Joseph Kirsch, Supervisory Fish Biologist, and Biological Science Technician Denise Barnard, both from the Stockton Fish and Wildlife Office, check on fish taken during a recent trawl survey. - Photo Credit: USFWS

By Steve Martarano, Bay-Delta FWO

It’s a Monday morning in late January. A good three months behind schedule, the first significant rainfall of the 2011-12 water-year has hit the Sacramento/San Joaquin Bay-Delta region over the weekend. It’s time for the Smelt Working Group to spring into action.

“OK, I think everyone’s on,” group moderator Kim Turner, of the U.S. Fish and Wildlife Service’s Bay-Delta Office (FWO), says talking into a speakerphone. “Let’s get started.”

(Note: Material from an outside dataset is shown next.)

PR #1839, opened 2019-06-13
Fix test_managers unittests

tehasdf:


rest-service/manager_rest/rest/resources_v3_1/manager.py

What’s the Smelt Working Group?

For more than a decade, the Smelt Working Group, or SWG as it’s known in the acronym-heavy world of government, has been regularly meeting to make key recommendations to help the delta smelt – a once plentiful Delta species that has plummeted to record low levels and is listed both federally and by the state of California. In December 2008, the Service issued a biological opinion that determined the effects of operating the state and federal water projects were putting the delta smelt at risk of extinction.

Delta smelt are fish native to and only found in the San Francisco Bay and Sacramento–San Joaquin Delta Estuary in California. They were once one of the most common pelagic (living in open water away from the bottom) fish in the upper Sacramento–San Joaquin Estuary. The delta smelt was first listed as threatened under the Edangered Species Act in 1993 due to habitat loss, drought, introduced species, and reduction of food items. Critical habitat was designated for the species in 1994.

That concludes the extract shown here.